◆ Prompt
Go through the data below and return each line containing the word "incremented".

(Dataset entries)
■ ■ ■ ■

PR #1478, opened 2017-01-16
Speedup StatesTrajectory's createFromStatesStorage() and exportToTable()

chrisdembia:
During the internal scripting hackathon, some noted that `StatesTrajectory::createFromStatesStorage()` is very slow (this is also true for my imiplementation of `StatesTrajectory::exportToTable()`). This was mainly because of many repeated calls to `setStateVariableValue()` (or `getStateVariableValue()`).

This PR speeds up these functions by using the much faster `setStateVariableValues()`/`getStateVariableValues()` (plural) instead.

The `testStatesTrajectory` takes 70 seconds to run without this PR. With this PR, the run time is reduced to 20 seconds (3.5x reduction).

This PR should depends on #1477 and should be merged *after* that PR is merged.


chrisdembia:
Ready for review.

OpenSim/Simulation/StatesTrajectory.cpp
```diff
@@ -143,16 +143,21 @@ TimeSeriesTable StatesTrajectory::exportToTable(const Model& model,
...
     for (size_t itime = 0; itime < getSize(); ++itime) {
         const auto& state = get(itime);
         TimeSeriesTable::RowVector row(static_cast<int>(numDepColumns));
 
         // Get each state variable's value.
-        for (unsigned icol = 0; icol < numDepColumns; ++icol) {
-            row[static_cast<int>(icol)] = 
-                model.getStateVariableValue(state, stateVars[icol]);
+        if (requestedStateVars.empty()) {
+            // This is *much* faster than getting the values one-by-one.
```
chrisdembia: Hmm...interesting.. 

> though I guess it depends on how many values the user has requested.

I suppose I could do some testing to determine the number of state variables at which to switch schemes.

tkuchida: > I suppose I could do some testing to determine the number of state variables at which to switch schemes.

Might vary depending on the model, etc. It would be slick if StatesTrajectory ran internal tests (e.g., during initialization) to determine whether to take an "additive" or "subtractive" approach, but I think there are more pressing issues for 4.0. Really, I was just imagining a question on the Forum asking how to speed up StatesTrajectory, and the nonintuitive reply to export all state variables instead of a subset.

chrisdembia: Ah well I could put a note about performance in the doxygen description for the function.

tkuchida: > I could put a note about performance in the doxygen description for the function.

:+1:

chrisdembia:
Thank you!

Issue #1443, opened 2016-12-12
Wrong marker weights value in MarkersReference


cpizzolato:
When using the `InverseKinematicsTool` the marker weights are read from the inverse kinematics setup file. However, the values of the marker weights in the xml and in the `MarkersReference` are different.

My understanding is that `MarkersReference::_markerNames` and `MarkersReference::_weights` should be in the same order, with the marker name matching in position with the respective weight, however this seems not to happen all the time. I have a [simple test case](/cpizzolato/opensim-core/tree/example-markerweightserror) if you want to take a look. Check for testInverseKinematicsTool among the other tests.

I think the problem is in `void MarkersReference::updateInternalWeights() const`, specifically, where names and weight are associated 
```
   // Begin by assigning default weight to each. Markers that do not have a
    // weight specified in the marker_weights property use the default weight.
    _weights.assign(getNumRefs(), get_default_weight());
    // Next fill in the marker weights that were specified in the
    // marker_weights property
    int wix = -1;
    int ix = 0;
    // Build flat lists of marker weights in the same order as the marker names
    for (const std::string &name : _markerNames) {
        wix = get_marker_weights().getIndex(name, wix);
        // Associate user weights (as specified in the marker_weights property)
        // with the corresponding marker by order of marker names
        if (wix >= 0)
            _weights[ix++] = get_marker_weights()[wix].getWeight();
    }
```

the index `ix` is incremented only when a weight in the xml is found, which makes it go out of sync when a name is not found. So, `ix` should be incremented at every iteration of the for loop.

Please, let me know it this makes sense :)

jenhicks:
@aseth1 will look into this. Thank you for reporting Claudio!

cpizzolato:
Hi Jen, no worries! 

To add some more details, I have a IK setup file where all the weights are 1, except for the the Top.Head marker, which has a weight of 10, see [file](https://github.com/cpizzolato/opensim-core/blob/example-markerweightserror/OpenSim/Tools/Test/subject01_IK_setup.xml).

If I print the content of `_markerNames` and `_weights` just before exiting the function  `MarkersReference::updateInternalWeights`
```
    for (int i(0); i < _markerNames.size(); ++i) {
        std::cout << _markerNames[i] << ": " << _weights[i] << std::endl;
    }
```
The marker weights should be in the same order as the marker names, however, I obtain the following output:

> R.ASIS: 1
> L.ASIS: 1
> V.Sacral: 1
[...]

PR #1481, opened 2017-01-18
Fix incorrect weighting assignments in MarkersReference

aseth1:
This PR addresses issue #1443 where the weights associated with the `MarkersReference` consumed by the `InverseKinematicsSolver` are inconsistent with the weightings in the `IKTaskSet` associated with the `InverseKinematicsTool`.

The PR adds test cases in `testInverseKinematicsSolver` and `testIK` to reproduce the inconsistency. The inconsistency appeared when the number of tasks is less than the number of markers present in the data, in which case the index into the `MarkersReference` internal list of weights was not being incremented.

Additional conditions such as order and superfluous tasks (one without a corresponding marker) was also included.

The most significant change was the creation of `InverseKinematicsTool::populateReferences()` so that the `MarkersReference` generated by the Tool could be tested directly (opposed to adding `cout`s in a *debug* mode, for example).

### DIFF
--- a/Applications/IK/test/testIK.cpp
+++ b/Applications/IK/test/testIK.cpp
@@ -28,14 +28,19 @@
 #include <OpenSim/Common/ScaleSet.h>
 #include <OpenSim/Simulation/Model/Model.h>
 #include <OpenSim/Tools/InverseKinematicsTool.h>
+#include <OpenSim/Tools/IKTaskSet.h>
 #include <OpenSim/Auxiliary/auxiliaryTestFunctions.h>
 
 using namespace OpenSim;
 using namespace std;
 
+void testMarkerWeightAssignments(const std::string& ikSetupFile); 
+
 int main()
 {
     try {
+
+        testMarkerWeightAssignments("subject01_Setup_InverseKinematics.xml");
 
         InverseKinematicsTool ik1("subject01_Setup_InverseKinematics.xml");
         ik1.run();
@@ -67,3 +72,82 @@ int main()
     cout << "Done" << endl;
     return 0;
 }
+
+void testMarkerWeightAssignments(const std::string& ikSetupFile)
+{
+    InverseKinematicsTool ik(ikSetupFile);
+
+    // Get a copy of the IK tasks
+    IKTaskSet tasks = ik.getIKTaskSet();
+
+    int nt = tasks.getSize();
+    for (int i{ 0 }; i < nt; ++i) {
+        tasks[i].setWeight(double(i));
+    }
+
+    cout << tasks.dump(true) << endl;
+    // update tasks used by the IK tool
+    ik.getIKTaskSet() = tasks;
+
+    MarkersReference markersReference;
+    SimTK::Array_<CoordinateReference> coordinateReferences;
+    
+    ik.populateReferences(markersReference, coordinateReferences);
+
+    SimTK::Array_<string> names = markersReference.getNames();
+
+    // Need a model to get a state, doesn't matter which model.
+    Model model;
+    SimTK::State& state = model.initSystem();
+
+    SimTK::Array_<double> weights;
+    markersReference.getWeights(state, weights);
+
+    SimTK_ASSERT_ALWAYS(names.size() == weights.size(),
+        "Number of markers does not match number of weights.");
+
+    for (auto i{ 0 }; i < names.size(); ++i) {
+        std::cout << names[i] << ": " << weights[i] << " in TaskSet: "
+        << tasks.get(names[i]).getWeight() << std::endl;
+        SimTK_ASSERT_ALWAYS(weights[i] == tasks.get(names[i]).getWeight(),
+            "Mismatched weight to marker");
+    }
+
+    IKTaskSet tasks2;
+    tasks2.setName("half_markers");
+
+    // Now reverse order and with half the number of tasks
+    for (int i{ nt / 2 }; i > -1 ; --i) {
+        tasks2.adoptAndAppend(tasks[2*i].clone());
+    }
+
+    cout << tasks2.dump(true) << endl;
+    ik.getIKTaskSet() = tasks2;
+
+    MarkersReference markersReference2;
+    SimTK::Array_<CoordinateReference> coordinateReferences2;
+
+    ik.populateReferences(markersReference2, coordinateReferences2);
+
+    SimTK::Array_<string> names2 = markersReference2.getNames();
+    SimTK::Array_<double> weights2;
+    markersReference2.getWeights(state, weights2);
+
+    for (auto i{ 0 }; i < names2.size(); ++i) {
+        std::cout << names2[i] << ": " << weights2[i];
+        int ix = tasks2.getIndex(names2[i]);
+        if (ix > -1) {
+            cout << " in TaskSet: " << tasks2[ix].getWeight() << endl;
+            SimTK_ASSERT_ALWAYS(weights2[i] == tasks2[ix].getWeight(),
+                "Mismatched weight to marker task");
+        }
+        else {
+            cout << " default: " << markersReference2.get_default_weight() << endl;
+            SimTK_ASSERT_ALWAYS(
+                weights2[i] == markersReference2.get_default_weight(),
+                "Mismatched weight to default weight");
+        }
+    }
+}
+
+
--- a/Applications/IK/test/testIK.cpp
+++ b/Applications/IK/test/testIK.cpp
@@ -84,7 +84,7 @@ void testMarkerWeightAssignments(const std::string& ikSetupFile)
 
     // assign different weightings so we can verify the assignments
     int nt = tasks.getSize();
-    for (int i{ 0 }; i < nt; ++i) {
+    for (int i=0; i < nt; ++i) {
         tasks[i].setWeight(double(i));
     }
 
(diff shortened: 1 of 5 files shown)


tkuchida:
(@aseth1 The CI failures appear to be legitimate.)

Applications/IK/test/testIK.cpp
```diff
@@ -67,3 +73,99 @@ int main()
...
+{
+    // Check the consistency for the IKTaskSet in the IKTool setup
+    InverseKinematicsTool ik(ikSetupFile);
+
+    // Get a copy of the IK tasks
+    IKTaskSet tasks = ik.getIKTaskSet();
+
+    // assign different weightings so we can verify the assignments
+    int nt = tasks.getSize();
+    for (int i{ 0 }; i < nt; ++i) {
```
tkuchida: Out of curiosity, why not simply `int i = 0;` as is more typical?

Applications/IK/test/testIK.cpp
```diff
@@ -67,3 +73,99 @@ int main()
...
+    }
+
+    cout << tasks.dump(true) << endl;
+    // update tasks used by the IK tool
+    ik.getIKTaskSet() = tasks;
+
+    // perform the check
+    checkMarkersReferenceConsistencyFromTool(ik);
+
+    // Now reverse the order and half the number of tasks
```
tkuchida: half -> halve

Applications/IK/test/testIK.cpp
```diff
@@ -67,3 +73,99 @@ int main()
...
+    // so that marker and tasks lists are no longer the same
+    IKTaskSet tasks2;
+    tasks2.setName("half_markers");
+
+    for (int i{ nt / 2 }; i > -1 ; --i) {
+        tasks2.adoptAndAppend(tasks[2*i].clone());
```
tkuchida: This code will segfault if `nt` is even (e.g., if `nt = 4`, then `i = 2` on the first iteration and L104 will attempt to access `tasks[4]`). I assume `nt` happens to be odd in all the examples you're using—fine for now, but it could break in the future. I suggest taking a simpler approach (and will be easier to read IMHO):
```cpp
for (int i = nt-1; i >= 0; i -= 2)
    tasks2.adoptAndAppend(tasks[i].clone());
```

Applications/IK/test/testIK.cpp
```diff
@@ -67,3 +73,99 @@ int main()
...
+    tasks.insert(nt / 2, newMarker);
+    newMarker = new IKMarkerTask();
+    newMarker->setName("C");
+    newMarker->setWeight(103);
+    // and one more at the end
+    tasks.adoptAndAppend(newMarker);
+    tasks.setName("Added superfluous tasks");
+    cout << tasks.dump(true) << endl;
+    
+    cout << tasks.dump(true) << endl;
```
tkuchida: Can one of these calls to `dump()` be removed?

Applications/IK/test/testIK.cpp
tkuchida: Actually, the code below doesn't result in half as many tasks when `nt` is odd (it will result in `(nt+1)/2`). Also see comment on L104. Perhaps simply "...and reduce the number of tasks..." since it isn't important exactly how many tasks remain.

OpenSim/Simulation/Test/testInverseKinematicsSolver.cpp
```diff
@@ -91,6 +99,71 @@ int main()
...
+void testMarkersReference()
+{
+    vector<std::string> labels{ "A", "B", "C", "D", "E", "F" };
+    size_t nc = labels.size();
+    size_t nr = 5;
+
+    TimeSeriesTable_<SimTK::Vec3> markerData;
+    markerData.setColumnLabels(labels);
+    for (size_t r{0}; r < nr; ++r) {
+    SimTK::RowVector_<SimTK::Vec3> row{ int(nc), SimTK::Vec3(0) };
```
tkuchida: Missing indents on L111–112.

OpenSim/Simulation/Test/testInverseKinematicsSolver.cpp
```diff
@@ -91,6 +99,71 @@ int main()
...
+    markerData.appendRow(0.1*r, row);
+    }
+
+    vector<int> order = { 3, 5, 1, 4, 0, 2};
+    Set<MarkerWeight> markerWeights;
+    for (size_t m{0}; m < nc; ++m)
+    markerWeights.adoptAndAppend(
+        new MarkerWeight(labels[order[m]], double(order[m])) );
```
tkuchida: `order` needs to be at least as long as `labels`. Perhaps L115 should appear immediately after L104 so their relationship is clear.

aseth1:
Thanks @tkuchida. Your points have been addressed.

aseth1:
@cpizzolato your issue should now be resolved. Care to review?

cpizzolato:
Hi @aseth1, looks really good to me, thanks for asking

aseth1:
@aymanhab please let me know if you have any comments.

OpenSim/Tools/InverseKinematicsTool.h
```diff
@@ -164,6 +166,11 @@ OpenSim_DECLARE_CONCRETE_OBJECT(InverseKinematicsTool, Tool);
     //--------------------------------------------------------------------------
     bool run() override SWIG_DECLARE_EXCEPTION;
 
+    // For testing/debugging it is necessary to know exactly what are the
+    // MarkersReference (set of marker trajectories and their weights) and
+    // CoordinateReferences that are being used by the InverseKinematicsSolver.
+    void populateReferences(MarkersReference& markersReference,
+        SimTK::Array_<CoordinateReference>&coordinateReferences) const;
```
aymanhab: Is there a reason for this method to be in the public interface? Could this be kept private?

OpenSim/Tools/InverseKinematicsTool.cpp
```diff
@@ -576,3 +516,71 @@ void InverseKinematicsTool::updateFromXMLNode(SimTK::Xml::Element& aNode, int ve
...
+    for (int i = 0; i < _ikTaskSet.getSize(); i++) {
+        if (!_ikTaskSet[i].getApply()) continue;
+        if (IKCoordinateTask *coordTask = dynamic_cast<IKCoordinateTask *>(&_ikTaskSet[i])) {
+            CoordinateReference *coordRef = NULL;
+            if (coordTask->getValueType() == IKCoordinateTask::FromFile) {
+                if (!coordFunctions)
+                    throw Exception("InverseKinematicsTool: value for coordinate " + coordTask->getName() + " not found.");
+
+                index = coordFunctions->getIndex(coordTask->getName(), index);
+                if (index >= 0) {
```
aymanhab: Is the intended behavior to pass index from previous iteration to start searching for new index? seems dependent on order of tasks. Did you consider dropping the second argument (index) so it will search from the start which is more predictable?

aymanhab:
Finished with review. I see the reason the method to populateReference was made public to support testing  but still feels that it doesn't belong to the public interface. Minor comments overall.

OpenSim/Tools/InverseKinematicsTool.cpp
aseth1: I did not change the previous functionality, I just moved it to its own method.

aseth1:
@aymanhab I agree that `populateReferences` doesn't really belong in the public interface but I also didn't want to make an intermediate (e.g. friend) class to access the private method. The method itself is `const` and populates references passed in, so calling does not impact the Tool or its behavior. Let me know if you feel strongly about hiding the method from the public interface.

aymanhab:
Thanks @aseth1 I understand and don't like the "Friend" solution either. If it's hard to isolate a test case that tests the method separately and rigorously we should put a comment in the header file indicating that the method is internal/used for debugging "only", Maybe mark it as "advanced" in Doxygen so it doesn't get mixed with the public interface ("contract") that users see.  Any suggestions from our Doxygen master @chrisdembia ?

OpenSim/Tools/InverseKinematicsTool.cpp
aymanhab: I understand, but does that look like a bug waiting to happen 💣 ? Maybe open a separate issue?

tkuchida: `Set::getIndex()` will begin searching at the provided index, but will still wrap to the beginning if the target isn't in `[index, end]`. It looks like the only chance this method would produce unpredictable results is if there are two objects in the Set with the same name, whereupon failure of this method would be the least of our worries.

aymanhab: Great point @tkuchida :+1:  I took the signature and argument names at face value (that it searches from startIndex) and didn't look at the code to see that it still wraps around! No further action on this issue then. Thanks.

chrisdembia:
You could hide the method from doxygen, or have it only show to developers (`@cond developer <method declaration> @endcond`)

aymanhab:
Perfect, thanks @chrisdembia Let's mark the method for developers and merge. Thank you,

aseth1:
I am happy to mark the method for developers, but there are currently no Doxygen comments in the Tool for any of its methods.

aymanhab:
Since  I don't know how widely spread is this lack of Doxygen, feel free to open a separate documentation PR to address. Thanks @aseth1

aseth1:
Decided to hide it from Doxygen.

aymanhab:
@aseth1 this looks good, unless you have some work to do on it please feel free to merge or let me know and I will merge it. Thanks.

aseth1:
Thanks @aymanhab - merging!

■ ■ ■ ■

◆ Answer to this problem
the index `ix` is incremented only when a weight in the xml is found, which makes it go out of sync when a name is not found. So, `ix` should be incremented at every iteration of the for loop.
The PR adds test cases in `testInverseKinematicsSolver` and `testIK` to reproduce the inconsistency. The inconsistency appeared when the number of tasks is less than the number of markers present in the data, in which case the index into the `MarkersReference` internal list of weights was not being incremented.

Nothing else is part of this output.